PR #993, opened 2024-06-06
RedfishEvents: Disable peer certificate verification

raviteja-b:
This is downstream only commit to disable peer certificate verification in redfish events path.

Currently http_client code verifies ssl certificate provided by HMC during SSL handshake
certificate validation fails with unknown CA, since BMC can't trust HMC provided certificates
HMC-BMC certificate flows needs to be enabled to pass this certificate validations.
 
 This commit disable peer certificate verification during redfish events ssl handshake

Tested by:
Verified redfish events on HMC

### DIFF
--- a/include/ssl_key_handler.hpp
+++ b/include/ssl_key_handler.hpp
@@ -540,9 +540,16 @@ inline std::optional<boost::asio::ssl::context> getSSLClientContext()
         return std::nullopt;
     }
 
+    // Currently remote server's certificate verfication fails for
+    // HMC provided self-signed certificates,
+    // so skip remote server's certificate verfication.
+
+    // TODO: certificate verfication can be enabled after supporting
+    // HMC-BMC connection certificate flows on both HMC and BMC.
+
     // Add a directory containing certificate authority files to be used
     // for performing verification.
-    sslCtx.set_default_verify_paths(ec);
+    /* sslCtx.set_default_verify_paths(ec);
     if (ec)
     {
         BMCWEB_LOG_ERROR("SSL context set_default_verify failed");
@@ -555,7 +562,7 @@ inline std::optional<boost::asio::ssl::context> getSSLClientContext()
     {
         BMCWEB_LOG_ERROR("SSL context set_verify_mode failed");
         return std::nullopt;
-    }
+    } */
 
     // All cipher suites are set as per OWASP datasheet.
     // https://cheatsheetseries.owasp.org/cheatsheets/TLS_Cipher_String_Cheat_Sheet.html


raviteja-b:
> > This is downstream only commit to disable peer certificate verfication in redfish events path.
> 
> > Currently HMC-BMC certificate flows are not supported, so this commit disable peer certificate verfication during ssl handshake.
> 
> Why aren't they supported? Why do we want this change? What is our future plan here?

Certificate validation is disabled on 1050/1060 builds as well
Actually this upstream issue which needs to fixed, there should conditional verification of certificates need to supported

raviteja-b:
> > This is downstream only commit to disable peer certificate verfication in redfish events path.
> 
> > Currently HMC-BMC certificate flows are not supported, so this commit disable peer certificate verfication during ssl handshake.
> 
> Why aren't they supported? Why do we want this change? What is our future plan here?

Changes involved in both BMC and HMC to support HMC-BMC certificate flows, we have already discussed with HMC team on this which may be considered in PFuture

include/ssl_key_handler.hpp
```diff
@@ -556,7 +563,7 @@ inline std::optional<boost::asio::ssl::context> getSSLClientContext()
         BMCWEB_LOG_ERROR("SSL context set_verify_mode failed");
         return std::nullopt;
     }
-
+#endif
```
baemyung, line 566: 1) Instead using `#if 0`, I think it is better to add an option (`bmcweb-peer-cert-verify`) and make it as `disabled` by default?

After that, upstream it (with enabling it).

Wouldn't this be a better way to handle this?

2) 1060, this part of code is not disabled.  
     Why would need to be disabled in 1110?

https://github.com/ibm-openbmc/bmcweb/blob/a33fa9a4d1528126ba92b9290915811ef1132201/include/ssl_key_handler.hpp#L497

abhilashraju:
> > > This is downstream only commit to disable peer certificate verfication in redfish events path.
> > 
> > 
> > > Currently HMC-BMC certificate flows are not supported, so this commit disable peer certificate verfication during ssl handshake.
> > 
> > 
> > Why aren't they supported? Why do we want this change? What is our future plan here?
> 
> Changes involved in both BMC and HMC to support HMC-BMC certificate flows, we have already discussed with HMC team on this which may be considered for PFuture

I would suggest to make changes in HMC. Any way hmc is sending self signed entity certificate now. Why can't HMC certify the entity ceritificate with  CA certificate and upload the CA to bmc trust store?

gtmills:
Spelling in the PR title 
> verfication
verification

include/ssl_key_handler.hpp
raviteja-b: we are already doing the same for 1050 and 1060 code base and as per our discussions with HMC team, looks like HMC can't make changes in their certificate flows for p11.
we have already discussed this upstream, for now we should disable  server verification

raviteja-b:
> > > > This is downstream only commit to disable peer certificate verfication in redfish events path.
> > > 
> > > 
> > > > Currently HMC-BMC certificate flows are not supported, so this commit disable peer certificate verfication during ssl handshake.
> > > 
> > > 
> > > Why aren't they supported? Why do we want this change? What is our future plan here?
> > 
> > 
> > Changes involved in both BMC and HMC to support HMC-BMC certificate flows, we have already discussed with HMC team on this which may be considered for PFuture
> 
> I would suggest to make changes in HMC. Any way hmc is sending self signed entity certificate now. Why can't HMC certify the entity ceritificate with CA certificate and upload the CA to bmc trust store?

As per understanding after discussing with HMC, HMC can't make any changes in certificate flows for p11 now. this can be discussed as pfuture item.

include/ssl_key_handler.hpp
raviteja-b: > 1. Instead using `#if 0`, I think it is better to add an option (`bmcweb-peer-cert-verify`) and make it as `disabled` by default?
> 
> After that, upstream it (with enabling it).
> 
> Wouldn't this be a better way to handle this?
> 
> 2. 1060, this part of code is not disabled.
>    Why would need to be disabled in 1110?
> 
> https://github.com/ibm-openbmc/bmcweb/blob/a33fa9a4d1528126ba92b9290915811ef1132201/include/ssl_key_handler.hpp#L497

1060 does not use this method at all

raviteja-b: Till now HMC certificate verification was never supported on BMC systems, never heard of any security concern as such till now on any , especially this server certificate verification part which hit in redfish event flow

abhilashraju: " never heard of any security concern" does not mean that there is no vulnerability exists. It is a potential threat and now any one can subscribe to redfish events which probably has some secure data. Yes it is an inconvenience during development, but we can solve it by uploading self signed CA to bmc.

abhilashraju: > we are already doing the same for 1050 and 1060 code base and as per our discussions with HMC team, looks like HMC can't make changes in their certificate flows for p11. we have already discussed this upstream, for now we should disable server verification

Yes ,we have already discussed about this in our scrum. I pointed out this in this commit to make the note on where the actual fix supposed to go.

baemyung: My previous comment is mainly about the code management  so that we can potentially avoid any more downstream-only patches in the future by doing;
- upstream bmcweb - Add a meson option to enable/disable this part
- upstream bmcweb - make it as enabled (`meson_options.txt`)
- downstream openbmc - make it as disabled (`bmcweb_%.bbappend`)

In this way, as long as this part needs to be different between upstream and downstream, we can keep using the same code in both upstream & downstream.

gtmills:
What is 1060 PR that turned this off?
Have the link to the discord work?
Have an issue to address this long term?

abhilashraju:
> > This is downstream only commit to disable peer certificate verfication in redfish events path.
> 
> > Currently HMC-BMC certificate flows are not supported, so this commit disable peer certificate verfication during ssl handshake.
> 
> Why aren't they supported? Why do we want this change? What is our future plan here?

https://github.com/ibm-openbmc/bmcweb/blob/1060/http/http_client.hpp#L651 this is the 1060 code where peer verification is disabled

raviteja-b:
> What is 1060 PR that turned this off? Have the link to the discord work? Have an issue to address this long term?

This the PR which disabled verify_peer certificate in http_client 1050/1060 builds 
https://github.com/ibm-openbmc/bmcweb/pull/613

here discord thread 
https://discord.com/channels/775381525260664832/1242416923484880907

will create story to track this work for PFuture

include/ssl_key_handler.hpp
```diff
@@ -540,6 +540,13 @@ inline std::optional<boost::asio::ssl::context> getSSLClientContext()
         return std::nullopt;
     }
 
+    // Currently remote server's certificate verfication fails for
+    // HMC provided self-signed certificates,
+    // so skip remote server's certificate verfication.
+
+#if 0 // TODO: certificate verfication can be enabled after supporting
```
gtmills, line 547: I never see the #if 0 upstream. Can you just comment this code out? Or the option like @baemyung suggested

baemyung: I also agree to do either - commenting out the code section, or having an option.
It is much better to read the code - especially when we do `blame` or search.

raviteja-b: done

include/ssl_key_handler.hpp
```diff
@@ -540,6 +540,13 @@ inline std::optional<boost::asio::ssl::context> getSSLClientContext()
         return std::nullopt;
     }
 
+    // Currently remote server's certificate verfication fails for
+    // HMC provided self-signed certificates,
+    // so skip remote server's certificate verfication.
+
```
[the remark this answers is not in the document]
raviteja-b: I dont think we need to add stories in code.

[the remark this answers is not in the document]
gtmills: Upstream we do. 
I think it would help but oh well I don't feel that strongly about it

include/ssl_key_handler.hpp
```diff
@@ -540,9 +540,16 @@ inline std::optional<boost::asio::ssl::context> getSSLClientContext()
...
+    // TODO: certificate verfication can be enabled after supporting
+    // HMC-BMC connection certificate flows on both HMC and BMC.
+
     // Add a directory containing certificate authority files to be used
     // for performing verification.
-    sslCtx.set_default_verify_paths(ec);
+    /* sslCtx.set_default_verify_paths(ec);
```
gtmills, line 552: I think commenting out every line would be better for the git blame / or searching

baemyung: Yeah, like

```
//sslCtx.set_default_verify_paths(ec);
//if (ec)
//...
```

gtmills (approved):

baemyung (approved):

## Directions for this task
From the data, collect all lines where the string "builds" appears.

## Task answer
Certificate validation is disabled on 1050/1060 builds as well
This the PR which disabled verify_peer certificate in http_client 1050/1060 builds 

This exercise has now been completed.